Your answer should be an exact copy of the lines from the start of the entries to the line containing "PR #2445, opened 2016-03-02", both included.

┄┄┄┄┄┄┄┄┄┄

PR #2442, opened 2016-03-01
MULE-9405 Updated migration file

gsfernandes:


gsfernandes:
Done, changed commit message to be the same as the original. Thank you!

PR #2445, opened 2016-03-02
MULE-9389: Mule Context's getTransactionManager randomly returns null if

elrodro83:
called during context start

### DIFF
--- a/tests/functional/src/main/java/org/mule/tck/junit4/ApplicationContextBuilder.java
+++ b/tests/functional/src/main/java/org/mule/tck/junit4/ApplicationContextBuilder.java
@@ -53,6 +53,13 @@ public class ApplicationContextBuilder
     public MuleContext build() throws Exception
     {
         // Should we set up the manager for every method?
+        MuleContext context = doBuildContext();
+        context.start();
+        return context;
+    }
+
+    protected MuleContext doBuildContext() throws Exception
+    {
         MuleContext context;
         MuleContextFactory muleContextFactory = new DefaultMuleContextFactory();
         List<ConfigurationBuilder> builders = new ArrayList<ConfigurationBuilder>();
@@ -66,7 +73,6 @@ public class ApplicationContextBuilder
         builders.add(getAppBuilder(this.applicationResources));
         configureMuleContext(muleContextBuilder);
         context = muleContextFactory.createMuleContext(builders, muleContextBuilder);
-        context.start();
         return context;
     }
 
@@ -88,5 +94,4 @@ public class ApplicationContextBuilder
     {
         contextBuilder.setWorkListener(new TestingWorkListener());
     }
-
 }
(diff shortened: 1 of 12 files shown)


tests/functional/src/main/java/org/mule/tck/junit4/ApplicationContextBuilder.java
```diff
@@ -26,6 +26,7 @@
 {
 
     private MuleContext domainContext;
+    private boolean disableMuleContextStart = false;
```
marianogonzalez: why would i want this?

tests/functional/src/main/java/org/mule/tck/junit4/ApplicationContextBuilder.java
```diff
@@ -89,4 +93,9 @@ protected void configureMuleContext(MuleContextBuilder contextBuilder)
         contextBuilder.setWorkListener(new TestingWorkListener());
     }
 
+    public void disableMuleContextStart()
```
marianogonzalez: setters is a bad idea for this because it can be called at any time but is only useful when used before build. Overload the build method instead

tests/integration/src/test/resources/org/mule/test/integration/exceptions/exception-dlq-flow.xml
```diff
@@ -14,8 +14,6 @@
     <jms:activemq-connector name="jmsConn" maxRedelivery="1"
         brokerURL="vm://localhost?broker.persistent=false&amp;broker.useJmx=false"/>
 
-    <jboss-transaction-manager/>
```
marianogonzalez: how's this related?

tests/integration/src/test/resources/org/mule/test/integration/exceptions/exception-dlq-service.xml
```diff
@@ -13,8 +13,6 @@
 
     <jms:activemq-connector name="jmsConn" maxRedelivery="1" brokerURL="vm://localhost?broker.persistent=false&amp;broker.useJmx=false"/>
 
-    <jboss-transaction-manager/>
```
marianogonzalez: why?

tests/functional/src/main/java/org/mule/tck/junit4/ApplicationContextBuilder.java
elrodro83: Will remove this from DomainContextBuilder also.

tests/integration/src/test/resources/org/mule/test/integration/exceptions/exception-dlq-flow.xml
elrodro83: This tx manager was not being initialized for this test. Now that the init is eager, it was failing because of a JNDI lookup.

tests/integration/src/test/resources/org/mule/test/integration/exceptions/exception-dlq-service.xml
elrodro83: This tx manager was not being initialized for this test. Now that the init is eager, it was failing because of a JNDI lookup.

marianogonzalez: i don't think you can just remove it. How do we know arjuna still works with your  change?

PR #2451, opened 2016-03-03
Update Maven plugin versions

asequeira:


aiannucci:
What about maven-gpg-plugin version? (line 2050)

aiannucci:
Shouldn't we have a JIRA issue for this?

aiannucci:
The maven-compiler-plugin and maven-javadoc-plugin properties should be grouped with the other maven ones and can be updated as well

PR #2984, opened 2016-07-18
MULE-10012: file:matcher minSize accepts negative numbers

pablomusumeci:


modules/file-extension-common/src/test/java/org/mule/runtime/module/extension/file/FilePredicateBuilderContractTestCase.java
```diff
@@ -269,6 +275,20 @@ public void rejectSymbolicLink()
         assertReject();
     }
 
+    @Test
+    public void failOnInvalidMinSize()
+    {
+        expectedException.expect(IllegalArgumentException.class);
```
asequeira: Why do you use a rule instead of using `@Test (expected=IllegalArgumentException.class)` if you are not validating the error message?

pablomusumeci: I used expectedException rule because that's the way I saw it was used in all File connector test cases (even though the test didn't check the exception message).

modules/file-extension-common/src/main/java/org/mule/runtime/module/extension/file/api/FilePredicateBuilder.java
```diff
@@ -192,12 +195,14 @@ public T setSymbolicLink(Boolean symbolicLink)
 
     public T setMinSize(Long minSize)
     {
+        checkArgument(minSize >= 0, format(SIZE_MUST_BE_POSITIVE_MESSAGE, "minSize", minSize));
```
marianogonzalez: this is the wrong place to do this. You should do this on the build() method, since the setter is not invoked when the object is create through the SDK.

modules/file-extension-common/src/test/java/org/mule/runtime/module/extension/file/FilePredicateBuilderContractTestCase.java
```diff
@@ -269,6 +275,22 @@ public void rejectSymbolicLink()
...
+        builder.setMinSize(-1L);
+        builder.build();
+    }
+
+    @Test
+    public void failOnInvalidMaxSize()
+    {
+        expectedException.expect(IllegalArgumentException.class);
+        builder.setMinSize(-1L);
```
marianogonzalez: you're setting minSize instead of maxSize

PR #2985, opened 2016-07-18
MULE-10107: High contention when many threads try to create exceptions

elrodro83:
Ref: http://docs.oracle.com/javase/7/docs/technotes/guides/lang/cl-mt.html


modules/launcher/src/test/java/org/mule/module/launcher/SynchronizedClassLoaderTestCase.java
```diff
@@ -8,16 +8,19 @@
...
 
 import java.net.URL;
 import java.util.concurrent.CountDownLatch;
 import java.util.concurrent.TimeUnit;
 
+import org.junit.Ignore;
 import org.junit.Test;
 
 @MediumTest
+@Ignore("Synchronization is not a concern since java 7 (MULE-10107)")
```
pablokraan: Why not remove the test instead of ignoring it?

PR #2986, opened 2016-07-18
MULE-9858: Make Message CorrelationId/SequenceID etc. message attributes

elrodro83:
rather than properties

### DIFF
--- a/core/src/main/java/org/mule/runtime/core/MuleMessageCorrelation.java
+++ b/core/src/main/java/org/mule/runtime/core/MuleMessageCorrelation.java
@@ -1,0 +1,109 @@
+/*
+ * Copyright (c) MuleSoft, Inc.  All rights reserved.  http://www.mulesoft.com
+ * The software in this package is published under the terms of the CPAL v1.0
+ * license, a copy of which has been included with this distribution in the
+ * LICENSE.txt file.
+ */
+package org.mule.runtime.core;
+
+import static java.util.Optional.ofNullable;
+import static org.mule.runtime.core.routing.CorrelationMode.ALWAYS;
+import static org.mule.runtime.core.routing.CorrelationMode.IF_NOT_SET;
+import static org.mule.runtime.core.routing.CorrelationMode.NEVER;
+
+import org.mule.runtime.api.message.MuleMessage;
+import org.mule.runtime.core.routing.CorrelationMode;
+
+import java.io.Serializable;
+import java.util.Optional;
+
+/**
+ * Immutable container for correlation properties relative to a {@link MuleMessage}.
+ * 
+ * @since 4.0
+ */
+public class MuleMessageCorrelation implements Serializable
+{
+    private static final long serialVersionUID = -5687080761804624442L;
+
+    public static final String NOT_SET = "<not set>";
+
+    private final String id;
+    private final Integer groupSize;
+    private final Integer sequence;
+
+    /**
+     * Builds a new {@link MuleMessageCorrelation} with the given parameters.
+     * 
+     * @param id see {@link #getId()}.
+     * @param groupSize see {@link #getGroupSize()}.
+     * @param sequence see {@link #getSequence()}.
+     */
+    public MuleMessageCorrelation(String id, Integer groupSize, Integer sequence)
+    {
+        this.id = id;
+        this.groupSize = groupSize;
+        this.sequence = sequence;
+    }
+
+    /**
+     * The correlation Id can be used by components in the system to manage message relations.
+     * <p>
+     * The id is associated with the message using the underlying transport protocol. As such not all messages will
+     * support the notion of a id i.e. tcp or file. In this situation the correlation Id is set as a property of the
+     * message where it's up to developer to keep the association with the message. For example if the message is
+     * serialised to xml the id will be available in the message.
+     *
+     * @return the id for this message or null value if one hasn't been set
+     */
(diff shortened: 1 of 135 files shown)


core/src/main/java/org/mule/runtime/core/MuleMessageCorrelation.java
```diff
@@ -0,0 +1,109 @@
...
+ * @since 4.0
+ */
+public class MuleMessageCorrelation implements Serializable
+{
+    private static final long serialVersionUID = -5687080761804624442L;
+
+    public static final String NOT_SET = "<not set>";
+
+    private final String id;
+    private final Integer groupSize;
```
dfeist: Why not use Optional internally to?

core/src/main/java/org/mule/runtime/core/MuleMessageCorrelation.java
```diff
@@ -0,0 +1,109 @@
...
+ * 
+ * @since 4.0
+ */
+public class MuleMessageCorrelation implements Serializable
+{
+    private static final long serialVersionUID = -5687080761804624442L;
+
+    public static final String NOT_SET = "<not set>";
+
+    private final String id;
```
dfeist: I'm not convinced it makes sense to mixed correlationId and group size/sequence in the same container object, because for a lot of use cases a correlationID is required but group size/sequence is only required to limited number of use cases when groups of messages need to be represented.

core/src/main/java/org/mule/runtime/core/MuleMessageCorrelation.java
```diff
@@ -0,0 +1,109 @@
...
+    public Optional<Integer> getGroupSize()
+    {
+        return ofNullable(groupSize);
+    }
+
+    /**
+     * @param enableCorrelation the correlation mode of the calling component.
+     * @return whether correlation has to be handled for the message that has this {@link MuleMessageCorrelation}.
+     */
+    public boolean doCorrelation(CorrelationMode enableCorrelation)
```
dfeist: I'd put this in CorrelationMode instead.

core/src/main/java/org/mule/runtime/core/MuleMessageCorrelation.java
```diff
@@ -0,0 +1,109 @@
+/*
+ * Copyright (c) MuleSoft, Inc.  All rights reserved.  http://www.mulesoft.com
+ * The software in this package is published under the terms of the CPAL v1.0
+ * license, a copy of which has been included with this distribution in the
+ * LICENSE.txt file.
+ */
+package org.mule.runtime.core;
```
dfeist: message package

core/src/main/java/org/mule/runtime/core/MuleMessageCorrelation.java
```diff
@@ -0,0 +1,109 @@
...
+
+import java.io.Serializable;
+import java.util.Optional;
+
+/**
+ * Immutable container for correlation properties relative to a {@link MuleMessage}.
+ * 
+ * @since 4.0
+ */
+public class MuleMessageCorrelation implements Serializable
```
dfeist: Simpler name?

core/src/main/java/org/mule/runtime/core/MuleMessageCorrelation.java
```diff
@@ -0,0 +1,109 @@
...
+    private final Integer sequence;
+
+    /**
+     * Builds a new {@link MuleMessageCorrelation} with the given parameters.
+     * 
+     * @param id see {@link #getId()}.
+     * @param groupSize see {@link #getGroupSize()}.
+     * @param sequence see {@link #getSequence()}.
+     */
+    public MuleMessageCorrelation(String id, Integer groupSize, Integer sequence)
```
dfeist: Isn't it better to use two constructors, one that just takes id, and another that takes string and 2 int's (but not use Integer)?

core/src/main/java/org/mule/runtime/core/MuleMessageCorrelation.java
elrodro83: Optional is not serializable

dfeist:
Remove org.mule.runtime.core.message.DefaultMuleMessageBuilder.MuleMessageImplementation#findProperty

core/src/main/java/org/mule/runtime/core/routing/CorrelationMode.java
```diff
@@ -6,7 +6,22 @@
...
 public enum CorrelationMode
 {
-    IF_NOT_SET, ALWAYS, NEVER
+    IF_NOT_SET, ALWAYS, NEVER;
+
+    /**
+     * @param message the message to check for its correlation attributes.
+     * @return whether correlation has to be handled for the message that has this {@link Correlation}.
+     */
+    public boolean doCorrelation(MuleMessage message)
```
dfeist: Why not pass Correlation object instead of whole message?

core/src/main/java/org/mule/runtime/core/message/Correlation.java
```diff
@@ -22,7 +18,7 @@
  * 
  * @since 4.0
  */
-public class MuleMessageCorrelation implements Serializable
+public class Correlation implements Serializable
```
dfeist: On second thought can we use CorrelationIdentifier?  I don't think Correlation really describes what it is..

PR #2987, opened 2016-07-18
MULE-9956: Error when triggering directory-listener

marianogonzalez:


extensions/file/src/main/java/org/mule/extension/file/internal/DirectoryListener.java
```diff
@@ -239,16 +238,17 @@ private synchronized void initialiseClusterListener()
...
-                catch (Exception e)
-                {
-                    throw new MuleRuntimeException(e);
-                }
-            }, muleContext);
+            clusterListener = new PrimaryNodeLifecycleNotificationListener(() ->
+                                                                           {
+                                                                               try
+                                                                               {
+                                                                                   DirectoryListener.this.start();
```
elrodro83: can't you just do 'start();' ?

PR #2990, opened 2016-07-18
MULE-10088: Create a class loader builder to easily create a classloa…

gsfernandes:
…der for plugins - Fixed distro plugins folder


gsfernandes:
@pablolagreca this was something missed in your original PR please include this change too.

PR #2994, opened 2016-07-18
MULE-9973: directory-listener fails when file is locked by file:read

marianogonzalez:


extensions/file/src/main/java/org/mule/extension/file/internal/DirectoryListener.java
```diff
@@ -504,6 +497,11 @@ private void registerPath(Path path) throws IOException
         keyPaths.put(key, path);
     }
 
+    private Path resolveRootPath()
+    {
+        return new DirectoryListenerCommand((LocalFileSystem) fileSystem).resolveRootPath(config, directory);
```
elrodro83: can this command be an attribute, to avoid recreating it in each call?

PR #2995, opened 2016-07-18
MULE-10016: Fail matcher symbolic link filter doesn't work

marianogonzalez:


extensions/file/src/main/java/org/mule/extension/file/api/LocalFileAttributes.java
```diff
@@ -94,7 +95,7 @@ public boolean isDirectory()
     @Override
     public boolean isSymbolicLink()
     {
-        return getAttributes().isSymbolicLink();
+        return Files.isSymbolicLink(Paths.get(getPath()));
```
elrodro83: static import

marianogonzalez: can't. The static method has the same name as the method invoking it

PR #3004, opened 2016-07-19
MULE-10018: Cannot use datetime constant in file matchers

juandesi:
* Added support for LocalDateTime parsing.


tests/test-extensions/heisenberg-extension/src/main/java/org/mule/test/heisenberg/extension/model/LifetimeInfo.java
```diff
@@ -38,4 +43,14 @@ public void setDateOfDeath(Calendar dateOfDeath)
     {
         this.dateOfDeath = dateOfDeath;
     }
+
+    public LocalDateTime getDateOfConception()
```
marianogonzalez: you're missing a test in which you verifiy that this was parsed correctly

PR #3009, opened 2016-07-20
MULE-9901: Enrich File,FTP,SFTP and FTPS extension with display prope…

estebanwasinger:
…rties


modules/file-extension-common/src/main/java/org/mule/runtime/module/extension/file/api/FileDisplayConstants.java
```diff
@@ -0,0 +1,13 @@
+package org.mule.runtime.module.extension.file.api;
```
aiannucci: Missing license header

PR #3013, opened 2016-07-20
MULE-9855 Make message immutable. Cleanup message implementation.

dfeist:


elrodro83:
I think there were some groovy tests that used some of the removed methods.

PR #3027, opened 2016-07-21
MULE-9901: Enrich Socket extension with display properties

estebanwasinger:


extensions/sockets/src/main/java/org/mule/extension/socket/api/connection/tcp/protocol/CustomProtocol.java
```diff
@@ -31,8 +34,15 @@
...
     private TcpProtocol delegate;
 
+    /**
+     * Reference to full qualifier class name that should extend {@link TcpProtocol} that will be used as a custom
+     * protocol
+     */
     @Parameter
     @Alias("class")
+    @Summary("Reference to full qualifier class name that must implement " +
+             "'org.mule.extension.socket.api.connection.tcp.protocol.TcpProtocol' that will be used as a custom protocol")
```
marianogonzalez: remove the classname reference. Just say the name of the class in which the thingy is implemented

PR #3085, opened 2016-08-03
MULE-9986: Introduce MultipartPayload

elrodro83:


core/src/main/java/org/mule/runtime/core/message/AttachmentAttributes.java
```diff
@@ -0,0 +1,98 @@
...
+import java.util.Collections;
+import java.util.LinkedList;
+import java.util.Map;
+
+/**
+ * Representation of metadata associated to an attachment.
+ *
+ * @since 4.0
+ */
+public class AttachmentAttributes extends BaseAttributes
```
dfeist: Shouldn't this be PartAttributes?  Can this be an inner class in MultiPartPayload maybe?

core/src/main/java/org/mule/runtime/core/message/AttachmentAttributes.java
```diff
@@ -0,0 +1,98 @@
...
+    public String getFileName()
+    {
+        return fileName;
+    }
+
+    /**
+     * @return The size in bytes of the attachment, as provided by the source. In case it is unknown or cannot be
+     *         determined, -1 will be returned.
+     */
+    public long getSize()
```
dfeist: Is this `fileSize`? Would an optional be better than -1?

core/src/main/java/org/mule/runtime/core/message/MultiPartPayload.java
```diff
@@ -0,0 +1,123 @@
...
+
+import java.io.Serializable;
+import java.util.List;
+import java.util.NoSuchElementException;
+
+/**
+ * Represents a payload of a {@link MuleMessage} composed of many different parts. Each parts is in itself a
+ * {@link MuleMessage}, and has {@code attributes} specific to that parts (such as http part headers).
+ * <p>
+ * This is useful for representing attachments as part of the payload of a message.
```
dfeist: I'd remove the "attachment" terminology everywhere IMO.

core/src/main/java/org/mule/runtime/core/message/MultiPartPayload.java
```diff
@@ -0,0 +1,123 @@
...
+import com.google.common.collect.ImmutableList;
+import com.google.common.collect.ImmutableList.Builder;
+
+import java.io.Serializable;
+import java.util.List;
+import java.util.NoSuchElementException;
+
+/**
+ * Represents a payload of a {@link MuleMessage} composed of many different parts. Each parts is in itself a
+ * {@link MuleMessage}, and has {@code attributes} specific to that parts (such as http part headers).
```
dfeist: Are the attributes are always the same type, or extend the same type? If so link to it instead of  {@code attributes}

dfeist: http part headers -> ?

core/src/main/java/org/mule/runtime/core/message/MultiPartPayload.java
```diff
@@ -0,0 +1,123 @@
...
+ * @since 4.0
+ */
+public class MultiPartPayload implements Serializable
+{
+    private static final long serialVersionUID = -1435622001805748221L;
+
+    /**
+     * The name of a part that does <b>not</b> represent an attachment.
+     */
+    public static final String BODY_PART_NAME = "_body";
```
dfeist: It would be best to not expose this, but rather expose a `Optional getBody()` to obtain body.

core/src/main/java/org/mule/runtime/core/message/MultiPartPayload.java
```diff
@@ -0,0 +1,123 @@
...
+    {
+        this(asList(parts));
+    }
+
+    /**
+     * Builds a new {@link MultiPartPayload} with the given {@link MuleMessage}s as parts.
+     * 
+     * @param parts
+     */
+    public MultiPartPayload(List<MuleMessage> parts)
```
dfeist: What about the iterator case?  Also we use collection for message collections but require list for collection of parts, does this need to be list?

core/src/main/java/org/mule/runtime/core/message/AttachmentAttributes.java
elrodro83: In the case of http, -1 is the value returned when the size is unknown. The idea of the attributes object would be to provide the value as received, rather than interpret it somehow.

core/src/main/java/org/mule/runtime/core/message/AttachmentAttributes.java
elrodro83: Maybe, but the contained state is specific for attachments.

core/src/main/java/org/mule/runtime/core/message/MultiPartPayload.java
elrodro83: not necessarily. So far i saw 2 cases: AttachmentAttributes for attachments and NullAttributes for a body.

core/src/main/java/org/mule/runtime/core/message/PartAttributes.java
```diff
@@ -0,0 +1,100 @@
...
+     * @param size The size in bytes of the attachment, or -1 if unknown or undetermined.
+     * @param headers The headers relative to the attachment part.
+     */
+    public PartAttributes(String name,
+            String fileName,
+            long size,
+            Map<String, LinkedList<String>> headers)
+    {
+        requireNonNull(name);
+        this.name = name;
```
dfeist: we can do `this.name = requireNonNull(name);`

core/src/main/java/org/mule/runtime/core/message/PartAttributes.java
```diff
@@ -0,0 +1,100 @@
...
+        this.fileName = fileName;
+        this.size = size;
+        this.headers = ImmutableMap.copyOf(headers);
```
dfeist: Do we want to use static imports for copy() and emptyMap() in this class? We do in most places...

core/src/main/java/org/mule/runtime/core/transformer/AbstractTransformer.java
```diff
@@ -274,6 +276,13 @@ public Object transform(Object src, Charset enc) throws TransformerException
         }
 
         DataType sourceType = DataType.fromObject(payload);
+        if (MultiPartPayload.class.isAssignableFrom(sourceType.getType()))
+        {
+            Message msg = MessageFactory.createStaticMessage("\"%s\" cannot be transformed to %s.", MultiPartPayload.class.getSimpleName(), getReturnDataType().getType().getName());
+            /// FIXME
```
dfeist: // TODO + JIRA?

PR #3094, opened 2016-08-04
MULE-10112: file:list should fail when referencing non existing matcher

marianogonzalez:


modules/extensions-support/src/main/java/org/mule/runtime/module/extension/internal/runtime/resolver/RegistryLookupValueResolver.java
```diff
@@ -47,12 +50,19 @@ public RegistryLookupValueResolver(String key)
...
+     * @throws ConfigurationException if no object is registered under {@link #key}
      */
     @Override
     public T resolve(MuleEvent event) throws MuleException
     {
-        return event.getMuleContext().getRegistry().get(key);
+        T value = event.getMuleContext().getRegistry().get(key);
+        if (value == null)
+        {
+            throw new ConfigurationException(MessageFactory.createStaticMessage(format("Element '%s' is not defined in the Mule Registry", key)));
```
elrodro83: static import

┄┄┄┄┄┄┄┄┄┄

EXERCISE RESPONSE —
PR #2442, opened 2016-03-01
MULE-9405 Updated migration file

gsfernandes:


gsfernandes:
Done, changed commit message to be the same as the original. Thank you!

PR #2445, opened 2016-03-02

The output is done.